27/03/2019 16:52 - Política
Radioagência
Presidente da CCJ quer debate sobre ativismo judicial
O presidente da Comissão de Constituição e Justiça, deputado Felipe Francischini (PSL-PR) propôs, nesta quarta-feira, que a comissão discuta em audiência pública o chamado ativismo judicial.
O ativismo judicial se caracteriza por atitudes do Poder Judiciário que interfeririam na harmonia entre os três poderes.
Por exemplo, políticos que se identificam mais com a esquerda tendem a classificar como ativismo a decisão do Supremo Tribunal Federal que estabeleceu a possibilidade de prisão após condenação em segunda instância, já que a presunção da inocência, prevista na Constituição Federal, diz que ninguém será considerado culpado até que sejam esgotados todos os recursos.
Por outro lado, políticos de perfil mais conservador consideram ativismo o julgamento, também por parte do Supremo, sobre a criminalização da homofobia. Esse julgamento está suspenso no STF, mas, até o momento, quatro ministros se declararam favoráveis à criminalização.
Resumindo: partidos das mais diferentes posições no espectro ideológico têm manifestado incômodo com decisões do Judiciário.
Para o deputado Felipe Francischini, o Poder Legislativo sai enfraquecido.
"Eu vejo um debate jurídico hoje que acaba tolhendo o Legislativo. eu vejo muito noticiado o Judiciário, o Executivo nos seus órgãos de execução, no entanto o Legislativo tem sido cada vez mais enfraquecido no debate público das matérias."
O deputado Fábio Trad, do PSD do Mato Grosso do Sul, elogiou a iniciativa do debate, mas ressaltou que o Legislativo não tem sido rápido o suficiente para atender demandas da população.
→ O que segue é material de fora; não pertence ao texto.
PR #1045, opened 2026-05-08
Ignore duplicate future state roots

Jim8y:
## Summary
- ignore duplicate future state roots instead of throwing from the pending cache
- add a StateService regression test for repeated future state root handling

## Tests
- dotnet test tests/Neo.Plugins.StateService.Tests/Neo.Plugins.StateService.Tests.csproj -c Release --no-restore --logger "console;verbosity=normal"
- dotnet format --no-restore --verify-no-changes --include plugins/StateService/Storage/StateStore.cs tests/Neo.Plugins.StateService.Tests/UT_StatePlugin.cs
- git diff --check

### DIFF
--- a/plugins/StateService/Storage/StateStore.cs
+++ b/plugins/StateService/Storage/StateStore.cs
@@ -109,8 +109,7 @@ class StateStore : UntypedActor
         if (LocalRootIndex is null) throw new InvalidOperationException(nameof(StateStore) + " could not get local root index");
         if (LocalRootIndex < stateRoot.Index && stateRoot.Index < LocalRootIndex + MaxCacheCount)
         {
-            _cache.Add(stateRoot.Index, stateRoot);
-            return true;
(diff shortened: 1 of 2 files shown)


ajara87 (approved):

Wi1l-B0t:
What is the purpose of this modification?

Jim8y:
The purpose is to make future state root handling idempotent. A future root can be received more than once while it is still waiting in the pending cache, for example through repeated network delivery or a retry path before the local root index catches up.

Using `Dictionary.Add` makes that duplicate delivery throw and can interrupt StateService even though the root is already known. `TryAdd` keeps the first cached value and returns `false` for the duplicate, so the caller can ignore it without changing persisted state. The added test covers this repeated future-root case.

shargon (commented):
The return of this method is always discarded, isn't it? It should be better if the ut use Akka instead of reflection, but as I see the bool result is not checked, maybe should log it when false?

"Trata-se, na realidade, de um tema fundamental pra se compreender a relação entre os poderes. Muito se acusa o Poder Judiciário de exacerbar na sua função de prestar a jurisdição. Mas também é preciso entender que inclusive nesta Casa muitas demandas não solucionadas pelo voto desembocam lá no Supremo Tribunal Federal."
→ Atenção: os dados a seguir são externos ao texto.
PR #1047, opened 2026-05-09
Add pending tx and auto relay mechanism in RPC and CLI

superboyiii:
**`Motivation`**: Transactions can fail relay with NotYetValid when ValidUntilBlock is too far ahead of the current chain head. This PR adds the DeferredRelay plugin so nodes can queue those transactions locally (when enabled) and retry relay later, instead of dropping them immediately.

**`DeferredRelay.json`**: Under PluginConfiguration, set MaxTransactions and CheckFrequency both > 0 to enable the feature; CheckFrequency sets how often (in persisted blocks) the node rescans the local pending store. Requires the RpcServer plugin.

**`CLI`**: New command `list pending` — prints the JSON snapshot of locally queued NotYetValid transactions and related height / plugin settings (same data shape the RPC exposes).

**`RPC`**: New method `getpendingvaliduntilrelay` (no params) — returns that snapshot as JSON; when disabled or the store is not active, enabled is false. sendrawtransaction still returns -510 with data: "NotYetValid"; when DeferredRelay is enabled, qualifying txs are queued automatically via relay events.


Wi1l-B0t:
More unit tests?

vncoelho (commented):
I think this should be an extra plugin as an optional node service.

shargon:
Maybe it's easier allow the user to config a higer value than `MaxValidUntilBlockIncrement`

```
if (ValidUntilBlock <= height || ValidUntilBlock > height + snapshot.GetMaxValidUntilBlockIncrement(settings))
    return VerifyResult.Expired;
```

We already have `ProtocolSettings` in `tx.VerifyStateDependent`, so if the node wants to retain higher values, it can simply set a higher one

superboyiii:
> Maybe it's easier allow the user to config a higer value than `MaxValidUntilBlockIncrement`
> 
> ```
> if (ValidUntilBlock <= height || ValidUntilBlock > height + snapshot.GetMaxValidUntilBlockIncrement(settings))
>     return VerifyResult.Expired;
> ```
> 
> We already have `ProtocolSettings` in `tx.VerifyStateDependent`, so if the node wants to retain higher values, it can simply set a higher one

According to what I discussed with @roman-khimov previously, for safety reasons, we even tend to narrow the `MaxValidUntilBlockIncrement` period. Especially for the multi-sig scene, currently we only have 1/5 day as `MaxValidUntilBlockIncrement`. We urgently need this storing  pending tx and auto relay mechanism. In furure, we recommend constructing transactions and collecting signatures in early time and set `validuntilblock` at enough time after `Currnet height` + `MaxValidUntilBlockIncrement` .

superboyiii:
> I think this should be an extra plugin as an optional node service.

It's not complex, the trigger is `relay` command in CLI and RPC, so it's not worth creating a new plugin just for this.

superboyiii:
> More unit tests?

Done

vncoelho:
> > Maybe it's easier allow the user to config a higer value than `MaxValidUntilBlockIncrement`
> > 
> > ```
> > if (ValidUntilBlock <= height || ValidUntilBlock > height + snapshot.GetMaxValidUntilBlockIncrement(settings))
> >     return VerifyResult.Expired;
> > ```
> > 
> > We already have `ProtocolSettings` in `tx.VerifyStateDependent`, so if the node wants to retain higher values, it can simply set a higher one
> 
> According to what I discussed with @roman-khimov previously, for safety reasons, we even tend to narrow the `MaxValidUntilBlockIncrement` period. Especially for the multi-sig scene, currently we only have 1/5 day as `MaxValidUntilBlockIncrement`. We urgently need this storing  pending tx and auto relay mechanism. In furure, we recommend constructing transactions and collecting signatures in early time and set `validuntilblock` at enough time after `Currnet height` + `MaxValidUntilBlockIncrement` . 

I do not think this is the correct way to go, adding an "extra mempool".

superboyiii:
> 
> I do not think this is the correct way to go, adding an "extra mempool".

It's a very little local IStore which will not be synced to peers. It's only for temporary use and it will be removed when the height is passed. In terms of resource consumption, it is imperceptible and almost negligible.

vncoelho:
> > 
> > I do not think this is the correct way to go, adding an "extra mempool".
> 
> It's a very little local mempool which will not be synced to peers. It's only for temporary use and it will be removed when the height is passed. In terms of resource consumption, it is imperceptible and almost negligible.
> 

Since it is not synced, it is indeed a local mempool.

However, in my opinion,  it should be a plugin.

superboyiii:
> However, in my opinion, it should be a plugin.

It's not active on default. Not a problem. A new plugin means new command and new RPC, it's not necessary.

shargon:
> > Maybe it's easier allow the user to config a higer value than `MaxValidUntilBlockIncrement`
> > ```
> > if (ValidUntilBlock <= height || ValidUntilBlock > height + snapshot.GetMaxValidUntilBlockIncrement(settings))
> >     return VerifyResult.Expired;
> > ```
> > 
> > 
> >     
> >       
> >     
> > 
> >       
> >     
> > 
> >     
> >   
> > We already have `ProtocolSettings` in `tx.VerifyStateDependent`, so if the node wants to retain higher values, it can simply set a higher one
> 
> According to what I discussed with @roman-khimov previously, for safety reasons, we even tend to narrow the `MaxValidUntilBlockIncrement` period. Especially for the multi-sig scene, currently we only have 1/5 day as `MaxValidUntilBlockIncrement`. We urgently need this storing pending tx and auto relay mechanism. In furure, we recommend constructing transactions and collecting signatures in early time and set `validuntilblock` at enough time after `Currnet height` + `MaxValidUntilBlockIncrement` .

It's a bypass of `MaxValidUntilBlockIncrement`, ao whats the difference with this new mempool or having the tx in the original mempool?

superboyiii:
> > 
> > According to what I discussed with @roman-khimov previously, for safety reasons, we even tend to narrow the `MaxValidUntilBlockIncrement` period. Especially for the multi-sig scene, currently we only have 1/5 day as `MaxValidUntilBlockIncrement`. We urgently need this storing pending tx and auto relay mechanism. In furure, we recommend constructing transactions and collecting signatures in early time and set `validuntilblock` at enough time after `Currnet height` + `MaxValidUntilBlockIncrement` .
> 
> It's a bypass of `MaxValidUntilBlockIncrement`, ao whats the difference with this new mempool or having the tx in the original mempool?

This new one is an isolated IStore. It's not in cache, so it's not mempool in fact. Such kind of pending tx will not go into original mempool before because it's verified as `Expired`. But this time, I make a chance for these txs go into this isolated IStore. They're pending until correct time, then they will be relayed automatically and be removed from this isolated IStore.

roman-khimov:
I tend to agree with @vncoelho on this, an additional plugin makes sense. Overriding MVUBI locally to put into the main mempool is not a solution, there are subscriptions to mempool, there are interfaces to obtain pooled transactions, there are rebroadcasts tied to mempool, CNs get their transactions from the same main mempool as well. We can't have invalid (as per protocol) transactions there, something will break for sure this way.

So given that it's a separate store the only question is where to put it. Currently it's tied to CLI, but it'd not dependent on CLI (transactions can be pushed via RPC and CLI code shouldn't care much about where transactions are stored), so a separate plugin would be structurally more sound.

superboyiii:
I will wait for conclusion on https://github.com/neo-project/neo/pull/4545, so I can decide how to make changes. Since @vncoelho and @roman-khimov prefer a Plugin way, it's OK for me.

src/Neo.CLI/CLI/PendingValidUntilRelay.cs
```diff
@@ -0,0 +1,247 @@
...
+                if (relayResult.Result is VerifyResult.Succeed or VerifyResult.AlreadyInPool or VerifyResult.AlreadyExists)
+                    toRemove.Add(key);
+            }
+        }
+
+        foreach (byte[] key in toRemove)
+            host.Store.Delete(key);
+    }
+
+    private static int CountPendingRelayEntries(IStore store)
```
ajara87: This can be very costly. Wouldn’t it be better to have a separate counter?

superboyiii: > This can be very costly. Wouldn’t it be better to have a separate counter?

It's not necessary. Although this one is costly, `PendingRelayMaxTransactions` aims to a local IStore, so it stays small.  TryOffer is not called at high rates. At least for now, I haven't found any user scenarios where this new feature will be used frequently on local CLI. It's almost for multi-sig scenario.

Jim8y:
Since neo-project/neo#4545 has been merged, this PR needs to be updated before the design can be re-reviewed. The far-future `ValidUntilBlock` case no longer maps to `VerifyResult.Expired`; after rebasing onto current `master-n3`, it should use the new `VerifyResult.ValidUntilBlockTooFarInFuture` result explicitly. Otherwise those transactions will not enter the pending store through the CLI/RPC offer path.

Wi1l-B0t:
Conflicts

superboyiii:
> Since [neo-project/neo#4545](https://github.com/neo-project/neo/pull/4545) has been merged, this PR needs to be updated before the design can be re-reviewed. The far-future `ValidUntilBlock` case no longer maps to `VerifyResult.Expired`; after rebasing onto current `master-n3`, it should use the new `VerifyResult.ValidUntilBlockTooFarInFuture` result explicitly. Otherwise those transactions will not enter the pending store through the CLI/RPC offer path.

I will make it as a plugin. Need a little time to modify.

superboyiii:
@shargon @ajara87 Please review again.

plugins/DeferredRelay/DeferredRelay.json
```diff
@@ -0,0 +1,12 @@
+{
+  "PluginConfiguration": {
+    "Path": "DeferredRelay_{0}",
+    "Network": 860833102,
```
shargon, line 4: It can relay to a different network, so this value should be taken from the `ProtocolSettings`

plugins/DeferredRelay/DeferredRelaySettings.cs
```diff
@@ -0,0 +1,52 @@
...
+    public UnhandledExceptionPolicy ExceptionPolicy { get; }
+
+    public static DeferredRelaySettings Default { get; private set; } = default!;
+
+    public bool Enabled => MaxTransactions > 0 && CheckFrequency > 0;
+
+    private DeferredRelaySettings(IConfigurationSection section)
+        : this(
+            section.GetValue("Path", "DeferredRelay_{0}")!,
+            section.GetValue("Network", 5195086u),
```
shargon: Wrong default value

src/Neo.CLI/CLI/MainService.Network.cs
```diff
@@ -159,8 +160,12 @@ private void OnRelayCommand(JObject jsonObjectToRelay)
                 return;
             }
             tx.Witnesses = context.GetWitnesses();
-            NeoSystem.Blockchain.Tell(tx);
-            Console.WriteLine($"Data relay success, the hash is shown as follows: {Environment.NewLine}{tx.Hash}");
+            var relayResult = NeoSystem.Blockchain.Ask<Blockchain.RelayResult>(tx, TimeSpan.FromSeconds(30))
+                .ConfigureAwait(false).GetAwaiter().GetResult();
+            if (relayResult.Result == VerifyResult.Succeed)
+                Console.WriteLine($"Data relay success, the hash is shown as follows: {Environment.NewLine}{tx.Hash}");
```
shargon:
```suggestion
                Console.WriteLine($"Data relay success, the hash is shown as follows:{Environment.NewLine}{tx.Hash}");
```

.github/workflows/main.yml
```diff
@@ -82,7 +82,17 @@ jobs:
     - name: Install dependencies
       run: sudo apt-get install -y libleveldb-dev expect
     - name: Run tests with expect
-      run: expect ./.github/workflows/test-neo-cli-plugins.expect
+      run: |
+        # Count loadable plugins only (exclude MPTTrie dependency and RpcClient library).
```
shargon, line 86: Why the exclude?

superboyiii: > Why the exclude?

Their classes are `Neo.Cryptography.MPT`  and `Neo.Network.RPC.RpcClient`.
Only classes that inherit from Plugin are considered real plugins.

plugins/DeferredRelay/DeferredRelaySettings.cs
superboyiii: I found most plugins are using this value as default. I will fix all of them.

plugins/DeferredRelay/DeferredRelayEngine.cs
```diff
@@ -0,0 +1,172 @@
...
+            if (height >= tx.ValidUntilBlock)
+            {
+                toRemove.Add(key);
+                continue;
+            }
+
+            if (height < tx.ValidUntilBlock && tx.ValidUntilBlock <= height + maxInc)
+            {
+                var relayResult = system.Blockchain.Ask<Blockchain.RelayResult>(tx, TimeSpan.FromSeconds(30))
+                    .ConfigureAwait(false).GetAwaiter().GetResult();
```
ajara87: I think it would be better to use an asynchronous method to avoid blocking due to this statement

plugins/DeferredRelay/DeferredRelay.json
superboyiii: > It can relay to a different network, so this value should be taken from the `ProtocolSettings`

No. It's no way to relay to another chain. If DeferredRelay.json Network ≠ the node’s ProtocolSettings.Network, OnSystemLoaded returns immediately: no store, no actor, no queue, no retry. The plugin does nothing on that node. Cross-chain relay is not possible here; The worst case is a silent misconfiguration (you think DeferredRelay is on, but it isn’t).

plugins/DeferredRelay/DeferredRelayEngine.cs
superboyiii: > I think it would be better to use an asynchronous method to avoid blocking due to this statement

You're right. Now moved queue processing to `ProcessQueuedAsync` and schedule it from the actor without blocking `OnReceive`; `relay` uses await Blockchain.Ask instead of GetAwaiter().GetResult().

ajara87: great!

superboyiii:
@shargon @ajara87 Ready to merge?

ajara87 (dismissed):

ajara87:
> @shargon @ajara87 Ready to merge?

lgtm

plugins/DeferredRelay/DeferredRelayEngine.cs
```diff
@@ -0,0 +1,196 @@
...
+        return true;
+    }
+
+    public static bool ShouldProcessPersist(Block block, DeferredRelaySettings settings)
+    {
+        if (!settings.Enabled)
+            return false;
+        if (block.Index == 0)
+            return false;
+        return block.Index % settings.CheckFrequency == 0;
```
Wi1l-B0t, line 136: The default value of `CheckFrequency` is 0.

So line 120 may throw exception.

superboyiii: > The default value of `CheckFrequency` is 0.
> 
> So line 120 may throw exception.

If `CheckFrequency` is 0, then it will return in `line 116` (`if (!settings.Enabled) return false;`), because `public bool Enabled => MaxTransactions > 0 && CheckFrequency > 0;`

superboyiii: I improved it, made it more readable although it's unreachable.

plugins/DeferredRelay/DeferredRelayPlugin.cs
```diff
@@ -0,0 +1,95 @@
...
+        RpcServerPlugin.RegisterMethods(this, DeferredRelaySettings.Default.Network);
+
+        if (!DeferredRelaySettings.Default.Enabled)
+            return;
+
+        var networkId = system.Settings.Network.ToString("X8");
+        var pluginPath = string.Format(DeferredRelaySettings.Default.Path, networkId);
+        var path = PluginHelper.ApplyUnifiedStoragePath(pluginPath);
+        var fullPath = GetFullPath(path);
+        System.IO.Directory.CreateDirectory(System.IO.Path.GetFullPath(fullPath));
```
ajara87: Wouldn’t it be redundant to call `GetFullPath` twice?

superboyiii: > Wouldn’t it be redundant to call `GetFullPath` twice?

You're right. Fixed.

plugins/DeferredRelay/DeferredRelay.json
shargon: So what's the sense of have this variable in the config, if it must be the same as the current `ProjectSettings`?

plugins/DeferredRelay/DeferredRelayPlugin.cs
```diff
@@ -0,0 +1,95 @@
...
+    public override string ConfigFile => Combine(RootPath, "DeferredRelay.json");
+    protected override UnhandledExceptionPolicy ExceptionPolicy => DeferredRelaySettings.Default.ExceptionPolicy;
+
+    protected override void Configure() =>
+        DeferredRelaySettings.Load(GetConfiguration());
+
+    protected override void OnSystemLoaded(NeoSystem system)
+    {
+        if (system.Settings.Network != DeferredRelaySettings.Default.Network)
+            return;
```
shargon, line 46: Remove from config, and use only the current one

src/Neo.CLI/CLI/MainService.cs
```diff
@@ -469,7 +470,10 @@ public async void Start(CommandLineOptions options)
 
     public void Stop()
     {
-        Interlocked.Exchange(ref _neoSystem, null)?.Dispose();
+        var sys = Interlocked.Exchange(ref _neoSystem, null);
+        if (sys is null)
+            return;
+        sys.Dispose();
```
shargon: What's the difference?

plugins/DeferredRelay/DeferredRelayPlugin.cs
superboyiii: I just follow the style from other plugins. For example:
https://github.com/neo-project/neo-node/blob/273d7296e2bdcba7950d499b97a33dc8b77b2d93/plugins/DBFTPlugin/DBFTPlugin.cs#L62
https://github.com/neo-project/neo-node/blob/273d7296e2bdcba7950d499b97a33dc8b77b2d93/plugins/StateService/StatePlugin.cs#L64
We all know actually, in current code, there're almost no requirement for multi network plugins in current neo system, but all plugins are still on that way. I just keep it consistent with the others. It's not bad, in case a user install a testnet plugin on mainnet node, then it will not really relay that. It's more safe than only default neosystem.

src/Neo.CLI/CLI/MainService.cs
superboyiii: No difference. Oops. Reverted.

plugins/RpcServer/RpcServer.Wallet.cs
```diff
@@ -943,7 +944,7 @@ private JObject SignAndRelay(DataCache snapshot, Transaction tx)
         if (context.Completed)
         {
             tx.Witnesses = context.GetWitnesses();
-            system.Blockchain.Tell(tx);
+            _ = system.Blockchain.Ask<Blockchain.RelayResult>(tx, TimeSpan.FromSeconds(30)).Result;
```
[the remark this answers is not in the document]
superboyiii: Yes, that's a bug. Fixed.

plugins/DeferredRelay/DeferredRelayPlugin.cs
ajara87: if all plugins follow the same way, I think we should apply to this one

ajara87 (dismissed):

plugins/DeferredRelay/DeferredRelayEngine.cs
```diff
@@ -0,0 +1,198 @@
...
+            root["count"] = 0;
+            return root;
+        }
+
+        root["enabled"] = true;
+        root["pendingcheckfrequency"] = settings.CheckFrequency;
+        root["pendingrelaymaxtransactions"] = settings.MaxTransactions;
+
+        var arr = (JArray)root["pending"]!;
+        foreach ((byte[] key, byte[] value) in store.Find())
```
Wi1l-B0t, line 55: Scan all key-value entries ?

plugins/DeferredRelay/DeferredRelayEngine.cs
```diff
@@ -0,0 +1,198 @@
...
+            return false;
+        }
+    }
+
+    private static int CountEntries(IStore store)
+    {
+        int n = 0;
+        foreach ((byte[] key, _) in store.Find())
+        {
+            if (key.Length == UInt256.Length) n++;
```
Wi1l-B0t, line 241: Why is the key length of the entry 32 bytes? Is this an entry of a transaction?

superboyiii: > Why is the key length of the entry 32 bytes? Is this an entry of a transaction?

Yes, the key of `NotYetValid ` transaction is `txid` itself.

plugins/DeferredRelay/DeferredRelayEngine.cs
superboyiii: Yes, `GetPendingState` only backs the `getpendingvaliduntilrelay` RPC and the `list pending` CLI command. The entry count is already capped by `settings.MaxTransactions` at write time in `TryOffer`. Although seems it's heavy on cost, it's not a frequent use case (people will not frequently send future tx on his own node, he knows what he wants and it's not a public service).

plugins/DeferredRelay/DeferredRelayEngine.cs
superboyiii: Add some notes.

superboyiii:
Add `getrawpendingtx`, so we can get details of specific `NotYetValid` tx like what `getrawtransaction` does.

f25c2cdface79ef6e3cadd82391f7880
1c855dfc9927fab42d9b7e91107c691a

plugins/DeferredRelay/DeferredRelayPlugin.cs
shargon: Ok, I will clean it in a different PR

plugins/DeferredRelay/DeferredRelayPlugin.cs
```diff
@@ -0,0 +1,154 @@
...
+            tx = raw.AsSerializable<Transaction>();
+        }
+        catch
+        {
+            throw new RpcException(RpcError.UnknownTransaction.WithData($"Corrupt entry for {hash}."));
+        }
+
+        var json = tx.ToJson(_neoSystem.Settings);
+        var snapshot = _neoSystem.StoreView;
+        if (NativeContract.Ledger.ContainsBlock(snapshot, _neoSystem.GenesisBlock.Hash))
```
shargon: Check genesis is not required

plugins/DeferredRelay/DeferredRelayEngine.cs
```diff
@@ -0,0 +1,220 @@
...
+
+internal static class DeferredRelayEngine
+{
+    /// <summary>
+    /// Builds a snapshot of locally queued NotYetValid transactions and plugin settings (RPC/CLI listing).
+    /// </summary>
+    public static JObject GetPendingState(NeoSystem system, IStore? store, DeferredRelaySettings settings)
+    {
+        var snapshot = system.StoreView;
+        bool ledgerReady = NativeContract.Ledger.ContainsBlock(snapshot, system.GenesisBlock.Hash);
```
shargon: Genesis is always persisted

plugins/DeferredRelay/DeferredRelayEngine.cs
```diff
@@ -0,0 +1,220 @@
...
+
+        if (CountEntries(store) >= settings.MaxTransactions)
+            return false;
+
+        using var ms = new MemoryStream();
+        using (var writer = new BinaryWriter(ms))
+        {
+            ((ISerializable)tx).Serialize(writer);
+        }
+        store.Put(key, ms.ToArray());
```
shargon: tx.ToArray() is easier

plugins/DeferredRelay/DeferredRelayEngine.cs
```diff
@@ -0,0 +1,220 @@
...
+        //   value = serialized Transaction (ISerializable blob)
+        // The length filter is a schema guard: any key whose length is not UInt256.Length
+        // is not a transaction (e.g. future metadata keys with a different prefix/length,
+        // or externally-injected entries) and must be ignored, not counted or deserialized.
+        int n = 0;
+        foreach ((byte[] key, _) in store.Find())
+        {
+            if (key.Length == UInt256.Length) n++;
+        }
+        return n;
```
shargon, line 243: This result should be catched, and if there is no new tx, avoid storage access

superboyiii:
@shargon Thanks to your suggestion. All improved.

ajara87 (approved):

vncoelho (commented):
LGTM as well, I will test along this next week

Wi1l-B0t (approved):

shargon (approved):

vncoelho:
> LGTM as well, I will test along this next week

I was still on tests.

plugins/DeferredRelay/DeferredRelayActor.cs
```diff
@@ -0,0 +1,84 @@
...
+
+    protected override void PostStop() =>
+        Context.System.EventStream.Unsubscribe(Self);
+
+    protected override void OnReceive(object message)
+    {
+        switch (message)
+        {
+            case Blockchain.RelayResult { Inventory: Transaction tx, Result: VerifyResult.NotYetValid } rr:
+                DeferredRelayEngine.TryOffer(_neo, _store, _settings, tx, rr.Result, _counter);
```
shargon, line 53: @superboyiii  We should check that the address have gas for it.
We need a whitelist. We should allow only certains address, people should have this queue and relay his own transactions.

Otherwise how they deal with spam?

Entendimento parecido tem o deputado Marcelo Ramos, do PR do Amazonas.
"Esse é um debate presente no mundo jurídico e, necessariamente, no mundo político. Há dúvidas sobre a intervenção de um poder sobre o outro. Mas o deputado Fábio Trad bem diz que a sociedade não espera nós legislarmos para ter os seus conflitos. O Poder Judiciário tem vários equívocos, vários. Um deles não é julgar contra a opinião pública."
Para a vice-presidente da CCJ, deputada Bia Kicis, do PSL do Distrito Federal, a tese de que o judiciário age no vácuo criado pela lentidão do Legislativo é falha, pois não aprovar determinadas leis também pode ser uma opção do Congresso.
"Não legislar pode ser uma opção política. Nós não podemos ser obrigados a legislar sobre algum tema. Muitas vezes projetos são encaminhados e são arquivados porque não é da vontade do Congresso como representante do povo transformar em lei algum assunto."
Os deputados da CCJ ainda deverão votar um requerimento formalizando o pedido de audiência pública sobre ativismo judicial, que não tem data marcada.